マスカーニ カヴァレリア・ルスティカーナ
レオンカヴァッロ 道化師
指揮 パオロ・カリニャーニ
演出 田尾下 哲
清水華澄(サントゥッツァ)、大澤一彰(トゥリッドゥ)、松本進(アルフィオ)、澤村翔子(ローラ)、片寄純也(カニオ)、高橋絵理(ネッダ)、上江隼人(トニオ) 他
日本人演出家の多くが、演出とは「物語を舞台の上でどのように展開させるか」としか認識していないのではないかと思える節がある。その際、原典(物語そのもの)はベースであり、不可侵であり、そこにメスを入れるのを極力避けたがる。日本人がオペラを演出すると、大抵がオーソドックスになってしまうのは、そのせいであると私は思う。
一方で、外国人演出家の場合、演出とは「作品の奥底から何が見えるか、それを踏まえて自分は何を訴えたいか」を表現する強烈な自己アピールの手段である。だから、原典を単なる踏み台にしてしまうことについて、遠慮がなく躊躇がない。
以上の傾向については、賛否もあるだろうし、好き嫌いもあるだろう。だが、私自身は後者のやり方を支持する。(目を覆いたくなるやり過ぎ・行き過ぎ演出はいかがなものか、とは思うが。)
そんなわけなので、私は基本的に日本人演出家が手掛けたオペラの舞台に、過度の期待を抱かない。
だが、時々、「作品から何が見えて、そこで何を訴えたいのか」がしっかりと主張された演出に出くわすことがあって、その時は嬉しくなる。
今回の演出がそうだった。
一曲目のカヴァレリア。演出家の出発点は、「なぜ、シチリア島の片田舎で、このような悲劇が起きたのか」であった。原因を徹底的に探ったのではないかと推測する。その結果として演出家が見えたものは、中心となる人物の四角関係に至った経緯と、それらを取り巻く閉鎖化した村社会の構図であった。
この構図について、群衆、装置(斜めに傾いた壁)、小道具(椅子や机)を使い、形象化をひたすら試みる。
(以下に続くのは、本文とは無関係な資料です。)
PR #3575, opened 2022-05-24
Implement `ToggleFocus`

Booplicate:
This is a shortcut to
```renpy
If(
    GetFocusRect("my_focus"),
    ClearFocus("my_focus"),
    CaptureFocus("my_focus")
)
```
So one can do
```renpy
ToggleFocus("my_focus")
```

### DIFF
--- a/renpy/common/00action_other.rpy
+++ b/renpy/common/00action_other.rpy
@@ -739,7 +739,7 @@ init -1500 python:
         """
         :doc: focus_action
 
-        If the focus exist, clears it, otherwise captures it.
+        If the focus exists, clears it, otherwise captures it.
         """
 
         def __init__(self, name="default"):
--- a/renpy/common/00action_other.rpy
+++ b/renpy/common/00action_other.rpy
@@ -734,6 +734,28 @@ init -1500 python:
             renpy.clear_capture_focus(self.name)
             renpy.restart_interaction()
 
+    @renpy.pure
+    class ToggleFocus(Action, DictEquality):
+        """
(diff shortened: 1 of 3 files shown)


renpytom:
Do you see this as having a use? I'm not immediately seeing it, but I'd be happy to be wrong.

renpy/common/00action_other.rpy
```diff
@@ -734,6 +734,28 @@ init -1500 python:
...
+        def __call__(self):
+            name = self.name
+
+            if renpy.get_focus_rect(name) is not None:
+                renpy.clear_capture_focus(name)
+
+            else:
+                renpy.capture_focus(name)
+
+            renpy.restart_interaction()
```
mal, line 757: Based purely on the existing actions, does this only need to happen when clearing, rather than always?

mal: Ah, I was reading the `GetFocusRect` action. Nevermind. /o\

renpytom:
exist -> exists, please. 

Also, if you can add this to the changelog, I'd appreciate it.

Gouvernathor:
If the given use-case is correct, then maybe the said example from the docs should be using ToggleFocus ?

Booplicate:
I wasn't sure, for a simple example on how use `nearrect` it does its job. But I can update it if needed!

Booplicate:
Done.

renpytom:
99f8cdd74 Adds this, without the documentation changes, which I don't think reflect how I want things used.

PR #3576, opened 2022-05-24
Add warning about names interference between shaders

Gouvernathor:


sphinx/source/model.rst
```diff
@@ -215,6 +221,11 @@ The custom shader can then be applied using a transform::
 
     show eileen happy at gradient
 
+As stated before, the ``gradient_done`` variable from the exemple.gradient shader
```
renpytom, line 224: exemple -> example

PR #3579, opened 2022-05-24
NearRect fixes

Booplicate:
This fixes 2 problems, documents another, and there's potentially one more, but I'm not sure about it.

The first issue is `self.offsets = [ None ]` causes a crash, that's because it's being unpacked as a tuple in the event method. Since it's `None`, it can't be unpacked. I set it to `[(0, 0)]`, but maybe it should be set to an empty list?

The second issue is `if self.focus`, `focus` is a method of the parent class (`Displayable`), that `if` check will always be evaluated to `True`. I think it was intended to be `if self.focus_rect`.

The third issue is using `focus` in the `NearRect` constructor. The `Displayable` class it inherits has a parameter named `focus`, but it seems to be doing something else. In the parent class `focus` sets `focus_name`, in `NearRect` it sets `focus_rect`. Right now it's impossible to pass `focus` to the parent class. This looks wrong to me and I'd rename the parameter while this version has not been released, but it could be done intentionally, so I'm just bringing your attention to this.

Found another issue, `NearRect` won't ever be redrawn. If it returned an empty render, it will always be rendered "empty." I tried to check if it the rect has changed since last time in `per_interact` and redraw if it has, but that makes using transforms impossible (since we just redraw into empty render instantly). So that does not work.
Update: I added that to the docs and also added an exception if `config.developer` is `True` and we have no focus rect to render to.

### DIFF
--- a/renpy/display/layout.py
+++ b/renpy/display/layout.py
@@ -2292,6 +2292,9 @@ class NearRect(Container):
             rect = self.parent_rect
 
         if rect is None:
+            if renpy.config.developer:
+                raise Exception("NearRect is being displayed without focus rect.")
+
             self.offsets = [ (0, 0) ] # type: ignore
 
             return rv
--- a/renpy/display/layout.py
+++ b/renpy/display/layout.py
@@ -2286,7 +2286,7 @@ class NearRect(Container):
 
         rv = renpy.display.render.Render(width, height)
 
-        if self.focus:
+        if self.focus_rect:
             rect = renpy.display.focus.get_focus_rect(self.focus_rect)
         else:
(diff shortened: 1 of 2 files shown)


Booplicate:
Okay, fixed another thing. Still not sure what to do with the `focus` parameter.

renpytom:
Let me have a go at this, since NearRect is designed to show/hide using focus. I'll pull in some of the technology underlying ShowIf to make sure it does things correctly.

Booplicate:
Okay, I'll leave this open as a reference for you until you fix it (don't forget about the other 3 issues).

PR #3589, opened 2022-05-26
Link Language and other scattered actions to the main list of actions

Gouvernathor:


Gouvernathor:
Other documented Actions could/should be part of this : Replay, EndReplay, SetPreference, TogglePreference, StylePreference, and the [voice actions](https://www.renpy.org/dev-doc/html/voice.html?highlight=setvoicemute#voice-actions).

Purchase and Restore (which are related to in-app purchases), Sync (related to achievements), Update (related to games' self-updates) and ui.ChoiceJump and ui.ChoiceReturn (related to blocking rollback) should probably not be included in the general list.

Issue #3577, opened 2022-05-24
Bring the show/call/hide screen up to date with their statement equivalents


Gouvernathor:
The [renpy.show_screen function](https://www.renpy.org/doc/html/screen_python.html?highlight=show_screen#renpy.show_screen) takes parameters to set the zorder and the layer the screen will be shown at, and some other properties (_tag, _widget_properties and _transient).
The renpy.call_screen function is documented not to pass the corresponding parameters to the screen (because they start with an underscore), but it's unsaid whether the parameters have the same effect as in show_screen.
renpy.hide_screen only takes a parameter for the layer - and it's consistent since the zorder doesn't matter when hiding a screen.

The show screen, call screen and hide screen don't include any of these controls. `show screen skreen(_layer="master")` works, but is undocumented (I guess it also works with zorder, but it's just as undocumented). There's no other way of then hiding skreen with hide screen. The only ways I found were `$ renpy.hide_screen("skreen", layer="master")`, and `hide skreen` but it probably shouldn't be documented as working that way.

There should be a `layer` clause for the hide screen statement (or rather an `onlayer` clause, to match the simple hide statement).
There should be the same and a `zorder` clause for the show screen and call screen statements.
There should be an `as` clause for the show screen and call screen statements, matching the `_tag` parameter of the renpy.show_screen function, ~~and arguably _widget_properties and _transient equivalents~~.

mal:
I'd be tempted to view those `_`-prefixed args working as an implementation detail, with the preferred method being to set those values inside the screen itself with the appropriate keyword. I'm not sure that complicating the basic show/call/hide screen statements with them to support hypothetical(?) cases (has this ever come up in the wild?) would be all that advantageous. Meanwhile anyone requiring the additional power can still use things as they are with acceptable caveats.

renpytom:
I can see a case for as/onlayer/zorder (the first for all three, the last two for just call/show screen.) 

_transient and _widget_properties seem very python-specific for me, and so I don't think those need clauses.

Gouvernathor:
The Show, ShowTransient, ToggleScreen and Hide actions (which apply to screens) should also be part of this update.

The _layer kwarg is already taken into account by all four, but only documented for Hide,

Show and ShowTransient would pass any kwarg related to zorder or to `as`/_tag to the renpy.show_screen function, but the code doesn't explicitly support it, nor is it documented as such.
ToggleScreen and Hide don't support it, but ToggleScreen probably should.

[...]

PR #3595, opened 2022-05-28
New screen clauses

Booplicate:
Attempt to implement #3577
Allows to do:
```renpy
show screen screen_name as screen_tag
show screen some_overlay onlayer overlay zorder 15
```
and similar.

### DIFF
--- a/renpy/common/000statements.rpy
+++ b/renpy/common/000statements.rpy
@@ -678,7 +678,7 @@ python early hide:
             renpy.with_statement(eval(transition_expr))
 
 
-    def lint_screen(p):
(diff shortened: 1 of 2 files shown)


Gouvernathor:
This should get documented in the related section of screens.rst, similar to the phrasing of other clauses from that file, or from the simple show/hide statements, and ideally referencing them.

一連のアプローチが鬱陶しく煩わしいと感じた人もいたかもしれない。だが、これこそが演出家の主張なのである。
二曲目の道化師も同様。
演出家にとって、この物語は非常に劇画的であり、作り物的であり、それはあたかも昼下がりの三面記事ドラマのように思えたに違いない。テレビカメラの向こうにしか存在しない安っぽくて大げさなドラマ。そこに、女優とプロデューサー(またはディレクター)の不倫関係を織り交ぜ、現実と虚構をテレビ業界の中で上手く交錯させた。
これはもう、レオンカヴァッロのオペラ「道化師」ではなく、演出家の独自の解釈による新たな物語の創造である。だからこそ、カニオはトニオに殺され、本来カニオのセリフである「喜劇はこれで終わりです。」をトニオに言わせるという衝撃のラストシーンを事もなげに創ってしまえるのだ。
作品の深い読込みと洞察によって成し遂げられたこれらの読替え。私は大いに評価しようと思う。
二期会の歌手達は、良く歌い、良く演技をし、熱演だった。特に、道化師のチームについては、演出の意図をしっかり汲み取っていたので、舞台に迫力が備わり、見ていて大いに引き込まれた。
一方で、カヴァレリアでアルフィオを歌ったバリトン歌手は、不安定さを露呈して大失敗。緊張したからだと思うが、プロである以上、言い訳は許されない。
指揮のカリニャーニは、センス抜群。歌に寄り添いながら、イタリア人らしい情熱で音楽を見事に取り仕切っていた。フランクフルト・オペラの音楽監督を10年も務めたキャリアはダテじゃない。